While writing the library, I recalled that the previous implementation does not handle double-releasing a lock appropriately - suppose `lock release` is called manually as well as on an EXIT trap, while another process acquires the same lock. To fix this, the lock package generates a token stored in the lock when acquired, and must match in order to unlock.

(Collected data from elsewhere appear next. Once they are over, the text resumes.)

PR #105, opened 2021-01-13
Release versioning

dannylamb:
Follow up to https://github.com/Islandora-Devops/isle-buildkit/pull/99

With this PR
- Any commit to main updates the `latest` image
- Any version makes images tagged with the versions name/number
- Any commit that's pushed makes images tagged with the commit SHA

### DIFF
--- a/.github/workflows/push.yml
+++ b/.github/workflows/push.yml
@@ -28,8 +28,8 @@ jobs:
         echo '{"experimental": "enabled"}' > ~/.docker/config.json
     - name: Set TAG Environment Variable
       run: |
-        export TAG=$(echo "${GITHUB_REF}" | cut -d "/" -f3)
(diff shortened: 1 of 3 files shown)


.github/workflows/push.yml
```diff
@@ -1,11 +1,9 @@
 name: CI
 on:
-  pull_request:
-    branches:
-      - main
+  push:
```
nigelgbanks, line 3: Will this still trigger on pull requests after this change?

nigelgbanks: Also it would seem all branches will now push to docker hub, is that the intention?

nigelgbanks (approved):

.github/workflows/push.yml
nigelgbanks: Talked offline, and all commits that are pushed are to become images and for pull requests, we'll see if it works if not we'll do another change.

PR #110, opened 2021-02-11
Use explicit frontend version of buildkit, should help with some down…

nigelgbanks:
…stream bugs.

Background info: https://hub.docker.com/r/docker/dockerfile


nigelgbanks:
This change should be Docker version agnostic as the frontend is downloaded and used by Docker rather than bundled with it.

dannylamb:
Seems like a smart thing to do.  I'll give it a basic smoke test and report back.

dannylamb (approved):
Everything looks good :rocket:

PR #114, opened 2021-02-26
Temporary fix for Kubernetes

nigelgbanks:
Allows kuberentes users to start up the images.


nigelgbanks:
So small and a blocker for others that I just merged it without the normal workflow.

PR #118, opened 2021-03-07
Use the version 0.0.4 of the build plugin

nigelgbanks:
Drops support for non-buildkit builds. Adds the following:

- multi-arch builds (amd64, arm64, etc)
- custom build of confd to support arm64
- unique build caches per image (should reduce cache misses)
- fixes fits (mediainfo, exifdata, file info)
- update gradle version to latest (match plugin)
- child images of tomcat can override tomcat properties
- child images of nginx can override php/nginx properties
- updated to use latest alpine 3.13
- php is no 7.4
- imagemagick only builds what is required (no longer make clibs, etc)
- general refactors


nigelgbanks:
This should wait till https://github.com/Islandora-Devops/isle-buildkit/pull/95 is already in, I'll rebase and make changes to support fcrepo6, etc. after that point.

nigelgbanks:
Gonna close this as the pr action doesn't push to the remote this was just to check that that worked as well for both x86 and arm64

PR #121, opened 2021-03-16
Number of fixes / automation to address issues created from previous refactor

nigelgbanks:
**Summary:**
- confd settings are no longer forced to be prefixed by image
  - Allows images to effectively share variables like `JWT_PRIVATE_KEY`
  - Allows images to override settings like `DB_MYSQL_HOST` with image specific values `FCREPO_DB_MYSQL_HOST` or to default to `DB_MYSQL_HOST`.
- Adds automated testing framework that runs Docker images or uses Docker Compose to tests assumptions about behaviour.
- Containers now return an appropriate exit code depending on what error occurred (handles signals properly and propagates exit codes from failed services)
- Refactored some common behaviour into shell scripts `confd-import-environment.sh` and `confd-override-environment.sh`
- JWT confd templates, etc has moved into the base image where-in a new group `jwt` is required for the service user to access the files.
- Fixed issues found in testing (i.e. ETCD no longer worked)


nigelgbanks:
A lot of the changes are in the first commit https://github.com/Islandora-Devops/isle-buildkit/pull/121/commits/d81eaf5346b7526bb60ad295990b1c6422b7f797 which removes prefixes from the `confd` settings. The interesting bit are in the commits that follow that.

PR #133, opened 2021-04-01
Fixes for upgrade to latest Alpine

nigelgbanks:


dannylamb:
This is pretty uncontroversial.  Looks mostly like config file boilerplate from upstream.

I'm pulling in the images now from Dockerhub to test. :rocket:

dannylamb:
Well I have a drupal site so I guess it works :smile: 
image

PR #139, opened 2021-04-13
Fix illegal instruction issue in confd (arm64 only).

nigelgbanks:
[upx](https://upx.github.io/) the tool used to minimise the go executable (confd) does not play well with older Linux kernels, so we no longer minimise the executable. This is required to run on older Linux kernels with Arm64 architecture.


dannylamb (approved):
:+1:

Issue #141, opened 2021-04-14
islandora_bagger requires php7-intl


noahwsmith:
```
islandora_bagger noah$ composer install

Loading composer repositories with package information
Installing dependencies (including require-dev) from lock file
Your requirements could not be resolved to an installable set of packages.

  Problem 1
    - Installation request for whikloj/bagittools 1.4.0 -> satisfiable by whikloj/bagittools[1.4.0].
    - whikloj/bagittools 1.4.0 requires ext-intl * -> the requested PHP extension intl is missing from your system.
```

I believe that should be added here: https://github.com/Islandora-Devops/isle-buildkit/blob/main/nginx/Dockerfile#L8

So I'll make a PR to add this for future releases, unless this dependency is going to go away. 

cc @mjordan @nigelgbanks @dannylamb @whikloj

noahwsmith:
Thanks!

PR #142, opened 2021-04-14
Adds php7-intl

noahwsmith:
Addresses #141. Just adding another PHP extension which is a dependency for Islandora Bagger, among other things.


noahwsmith:
Ugh, there are more requirements for that module. Hold up on accepting this- I'll add them to the same PR.

nigelgbanks (approved):

PR #149, opened 2021-06-28
Remove GPG checks as they occasionally fail to contact the keyserver,…

nigelgbanks:
… and we already verify the download by its checksum.


nigelgbanks:
This shouldn't require any testing as a successful build means the change worked.

dannylamb (approved):
:rocket: 

Looks like those spotty key servers are holding up our automated builds.  Good to see them go.

PR #1041, opened 2022-11-24
chore: remove unnecessary smart_record dependency

sborrazas:


jyeshe (approved):
I believe `SmartRecord` was used to avoid making 3 copies of the oracle record while rendering it. 

Approving considering the oracle formats are gas limited and there will be a profiling that can detect mem peak when oracle use increases.

Issue #195, opened 2021-06-17
improve docker builds


marc0olo:
think there are things that can be improved:

- [x] image size (node image uses ~145mb whereas the mdw including the node requires ~555mb)
- [x] file structure (I would appreciate if it reflects a similar folder structure as the node image at least for the node related stuff)
- [x] specify a specific user and that the containers of the image aren't running with root

ideally we have a more or less generic approach that can be applied to other plugins that make use of https://github.com/aeternity/ae_plugin

sborrazas:
Additionally, we need to build the docker image using [Elixir releases](https://hexdocs.pm/mix/Mix.Tasks.Release.html) which will leave out the overhead from downloading the libraries repos. It will also optimize the image for faster startup.

jyeshe:
Done after:
- #1190 
- #1197 
- #1199

PR #1043, opened 2022-11-25
ci: publish docker image on release

venimus:
Publish releases on dockehub

### DIFF
--- a/.github/workflows/dockerhub-release.yml
+++ b/.github/workflows/dockerhub-release.yml
@@ -1,0 +1,52 @@
+name: Dockerhub Release Pipeline
+
+on:
+  release:
+    types: [created]
+
+env:
+  ENV: "prd"
+  APP: "ae_mdw"
+
+jobs:
+  dockerhub:
+    name: "Publish Release to Dockehub"
+    runs-on: ubuntu-latest
+
+    steps:
+      - uses: actions/checkout@v3
+        with:
+          fetch-depth: 100
+
+      - name: Set up QEMU
+        uses: docker/setup-qemu-action@v2
+
+      - name: Set up Docker Buildx
+        id: buildx
+        uses: docker/setup-buildx-action@v2
+        # Only worked for us with this option on
+        with:
+          install: true
+
+      - name: Login to Dockerhub
+        uses: docker/login-action@v2
+        with:
+          username: ${{ secrets.DOCKERHUB_USER }}
+          password: ${{ secrets.DOCKERHUB_PASS }}
+
+      - name: Extract metadata for docker
+        id: meta
+        uses: docker/metadata-action@v4
+        with:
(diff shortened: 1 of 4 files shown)


thepiwo:
the need for network_id during build is being removed here: https://github.com/aeternity/ae_mdw/pull/1045

thepiwo (approved):

.github/workflows/dockerhub-release.yml
```diff
@@ -0,0 +1,51 @@
+name: Dockerhub Release Pipeline
+
+on:
+  release:
+    types: [created]
+
+env:
+  ENV: "prd"
```
sborrazas, line 8: On the app config we're calling the prod environment "prod". Perhaps it would make sense to name it the same way?

marc0olo:
@venimus what's the tagging pattern now? do we include somehow both, the node and mdw version?

venimus:
for release: <version> and latest
for dev: 'master' (for latest master, referred in gh-actions as "edge"), pr-<pr-number> latest commit in a PR, and <sha> for pr-commits
Node is downloaded when the container is built the version is specified in the mdw config. If you want to bump it you have to release a new mdw version (which is what makes sense)

venimus:
for release: `<version>` and `latest`
for dev: `master` (for latest master, referred in gh-actions as "edge"), `pr-<number>` latest commit in a PR, and for pr-commits `<sha>`
Node is downloaded when the container is built the version is specified in the mdw config. If you want to bump it you have to release a new mdw version (which is what makes sense)

.github/workflows/dockerhub-release.yml
venimus: it makes sense, but it is not directly used, not sure if would have any impact on the build process. I think it should be removed anyway

jyeshe: We would have some work to do on the mdw in regards to prod config and releases. It's in the scope of #195

marc0olo:
ok I see, is there any possibility to also make a tag for the node version in a meaningful way to know what node version the mdw runs with?

or do we consider a release of the mdw always to be tight to a specific node version? @thepiwo @sborrazas @jyeshe

thepiwo:
any docker build is tied to a node version

marc0olo:
so, do we want to indicate the node version somehow in the official release of the image or not? personally I would like to have that indicator somehow.

thepiwo:
I don't mind, for most node versions its not as we have a choice

venimus:
I guess it might be included in README or release notes, though the later would probably be indicated if there is a commit that is picked up from `release-please`. Tagging the docker container would overcomplicate things i guess. Git tags could be used too, but that would mean to "move"/reuse tags which usually causes problems with CI/CD (and when pulling in general)

sborrazas (approved):

PR #1045, opened 2022-11-25
chore: set network_id as runtime config

sborrazas:


thepiwo:
in my setup I have been running without setting this in the past, both mainnet and testnet, what is it needed for anyways?

sborrazas:
> in my setup I have been running without setting this in the past, both mainnet and testnet, what is it needed for anyways?

We need that config for this reason: https://github.com/aeternity/ae_mdw/blob/master/lib/ae_mdw/aexn_contracts.ex#L159, but I'm not really sure why we can't use the core fork_network value instead. 

I'll look into it

thepiwo (approved):

jyeshe:
> > in my setup I have been running without setting this in the past, both mainnet and testnet, what is it needed for anyways?
> 
> We need that config for this reason: https://github.com/aeternity/ae_mdw/blob/master/lib/ae_mdw/aexn_contracts.ex#L159, but I'm not really sure why we can't use the core fork_network value instead.
> 
> I'll look into it

It's an old config needed for https://github.com/aeternity/ae_mdw/pull/523. I am not using ad-hoc images anymore.

PR #1052, opened 2022-11-30
  feat: include tx_hash on NameClaim activity

sborrazas:


thepiwo (approved):
can we discuss a way were these model changes are consistent across endpoints?

sborrazas:
> can we discuss a way were these model changes are consistent across endpoints?

this is very much related to the `unify reference of transactions internally` feature. I think these two fields we're adding here (`tx` and `tx_hash`) are going to be present anyway. but when implementing that feature we should discuss ways in which we can expose whether the `tx_hash` points to a contract call tx or an actual name claim

test/ae_mdw_web/controllers/activities_controller_test.exs
```diff
@@ -767,29 +767,33 @@ defmodule AeMdwWeb.ActivitiesControllerTest do
                  "height" => ^height2,
                  "type" => "NameClaimEvent",
                  "payload" => %{
```
jyeshe, line 769: Could we have also the other two added fields, specially the `tx_hash`?

test/ae_mdw_web/controllers/activities_controller_test.exs
```diff
@@ -767,29 +767,35 @@ defmodule AeMdwWeb.ActivitiesControllerTest do
...
-                   "account_id" => ^account,
-                   "fee" => 333_333,
-                   "name" => ^plain_name,
-                   "name_fee" => 33333,
-                   "name_salt" => 3333,
-                   "nonce" => 333,
-                   "ttl" => 3_333_333,
-                   "type" => "NameClaimTx"
+                   "tx_hash" => "th_2CdVYuqtpcjoshDw2otjbLEyj8SpxjMP9MCgpn1oU9zGaqvUn4",
```
jyeshe, line 770: can we pattern match please to avoid looking up for the hash?

jyeshe: The `micro_time` could be easily tested the same way please.

sborrazas: Done

jyeshe (approved):

PR #1054, opened 2022-11-30
chore: put nft contract limits in a map

jyeshe:
Returns nft contract limits under `limits` object in way that if there is no limit only one field is returned.

### DIFF
--- a/lib/ae_mdw/aex141.ex
+++ b/lib/ae_mdw/aex141.ex
@@ -114,7 +114,7 @@ defmodule AeMdw.Aex141 do
     end
   end
 
-  @spec fetch_limits(State.t(), pubkey()) :: limits()
+  @spec fetch_limits(State.t(), pubkey()) :: limits() | nil
   def fetch_limits(state, contract_pk) do
     Model.nft_contract_limits(
       token_limit: token_limit,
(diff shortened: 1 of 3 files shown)


lib/ae_mdw/aex141.ex
```diff
@@ -127,12 +127,14 @@ defmodule AeMdw.Aex141 do
         {:ok, m_limits} -> m_limits
       end
 
-    %{
-      token_limit: token_limit,
-      template_limit: template_limit,
-      limit_txi: txi,
-      limit_log_idx: log_idx
-    }
+    if token_limit != nil or template_limit != nil do
```
jyeshe, line 130: @marc0olo this is the condition proposed to show the map, otherwise it shows `limits: nil`

thepiwo (approved):

sborrazas (approved):

lib/ae_mdw/aex141.ex
marc0olo: I was just thinking about explicitness vs. implicitness when it comes to differentiation between the `mintable` extension and the `mintable_templates` extension.

from my perspective there is always `token_limit` **OR** `template_limit` as those limit types cannot/should not be mixed among these extensions.

for me this is generally fine. if we'd want to be more explicit we'd add extension related attributes in their own section instead of delivering these values in a generic way without relation to any extension. that is what I was thinking of. but I don't have a strong opinion.

jyeshe: it's fine, thanks. it's only matter of indexing using the same record to keep one limit or the other.

marc0olo: agree, doesn't make sense to split the limit info into different sections. too little differentiation. domain knowledge is required anyway 😅

marc0olo (approved):

PR #1059, opened 2022-12-02
chore: allow network id for local environment

jyeshe:
## What

Enable setting network id for dev and test environments

## Why

Required when running locally with `make shell` to allow using `uat_backup_v1_full_latest.tar.zst`

### DIFF
--- a/config/dev.exs
+++ b/config/dev.exs
@@ -1,5 +1,7 @@
 import Config
 
+config :aecore, network_id: System.get_env("NETWORK_ID", "ae_mainnet")
+
 config :ae_mdw, AeMdwWeb.Endpoint,
   http: [port: 4000],
   debug_errors: true,
--- a/config/test.exs
+++ b/config/test.exs
@@ -8,6 +8,8 @@ if System.get_env("INTEGRATION_TEST") != "1" do
   config :ae_mdw, AeMdw.Db.RocksDb, data_dir: "test_data.db"
 end
 
+config :aecore, network_id: System.get_env("NETWORK_ID", "ae_mainnet")
+
 # HTTP
 config :ae_mdw, AeMdwWeb.Endpoint,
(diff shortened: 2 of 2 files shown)


thepiwo (approved):

sborrazas:
What's the reason for requiring this value? Wouldn't setting it at the `aeternity.yaml` level suffice?

Right now, locally I'm able to set:
```
fork_management:
    network_id: ae_uat
```
on my `docker/aeternity.yaml`, start it with `iex --sname ... -S mix phx.server` and I get testnet blocks synced

jyeshe:
> What's the reason for requiring this value? Wouldn't setting it at the `aeternity.yaml` level suffice?
> 
> Right now, locally I'm able to set:
> 
> ```
> fork_management:
>     network_id: ae_uat
> ```
> 
> on my `docker/aeternity.yaml`, start it with `iex --sname ... -S mix phx.server` and I get testnet blocks synced

The `docker/aeternity.yaml` is not considered by the shell outside the docker image.

sborrazas (approved):
Since the `fork_network` value overrides the `:network_id` config when `:network_id` is `nil` it won't really affect regular docker users. But it might be confusing to have both the `aeternity.yaml` and the `NETWORK_ID` config, specially because when they are different the result might be unexpected. 

Something to keep in mind in the future, thanks for clarifying

jyeshe:
> Since the `fork_network` value overrides the `:network_id` config when `:network_id` is `nil` it won't really affect regular docker users. But it might be confusing to have both the `aeternity.yaml` and the `NETWORK_ID` config, specially because when they are different the result might be unexpected.
> 
> Something to keep in mind in the future, thanks for clarifying

no problem, the variable is not an argument (ARG) anymore to the docker enviroment, it's only available locally for dev.

PR #1062, opened 2022-12-02
fix: name of sender parameter of get_aex9_pair_transfers

davidyuk:
the parameter with `recipient` name is defined below


thepiwo (approved):

sborrazas (changes requested):
All v2 swagger config needs to be edited [here](https://github.com/aeternity/ae_mdw/tree/master/docs/swagger_v2) first. and then autogenerated with `./scripts/swagger-docs.py >priv/static/swagger/swagger_v2.yaml`

As per these instructions https://github.com/aeternity/ae_mdw#auto-generated-documentation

This is printed by `lock acquire` and is now a required argument to `lock release`.
---
 clicommand/lock_acquire.go |  31 ++----
 clicommand/lock_common.go  |  20 +---
 clicommand/lock_do.go      |  55 +++-------
 clicommand/lock_done.go    |  14 +--
 clicommand/lock_get.go     |  10 +-
 clicommand/lock_release.go |  21 ++--
 lock/lock.go               | 218 +++++++++++++++++++++++++++++++++++++
 7 files changed, 260 insertions(+), 109 deletions(-)
 create mode 100644 lock/lock.go

diff --git a/clicommand/lock_acquire.go b/clicommand/lock_acquire.go
index c2e1d1003f..58a13a3aad 100644
--- a/clicommand/lock_acquire.go
+++ b/clicommand/lock_acquire.go
@@ -7,7 +7,7 @@ import (
 	"time"
 
 	"github.com/buildkite/agent/v3/cliconfig"
-	"github.com/buildkite/agent/v3/internal/agentapi"
+	"github.com/buildkite/agent/v3/lock"
 	"github.com/urfave/cli"
 )
 
@@ -23,9 +23,9 @@ Description:
 
 Examples:
 
-   $ buildkite-agent lock acquire llama
+   $ token=$(buildkite-agent lock acquire llama)
    $ critical_section()
-   $ buildkite-agent lock release llama
+   $ buildkite-agent lock release llama "${token}"
 
 `
 
@@ -87,27 +87,18 @@ func lockAcquireAction(c *cli.Context) error {
 		ctx = cctx
 	}
 
-	cli, err := agentapi.NewClient(ctx, agentapi.LeaderPath(cfg.SocketsPath))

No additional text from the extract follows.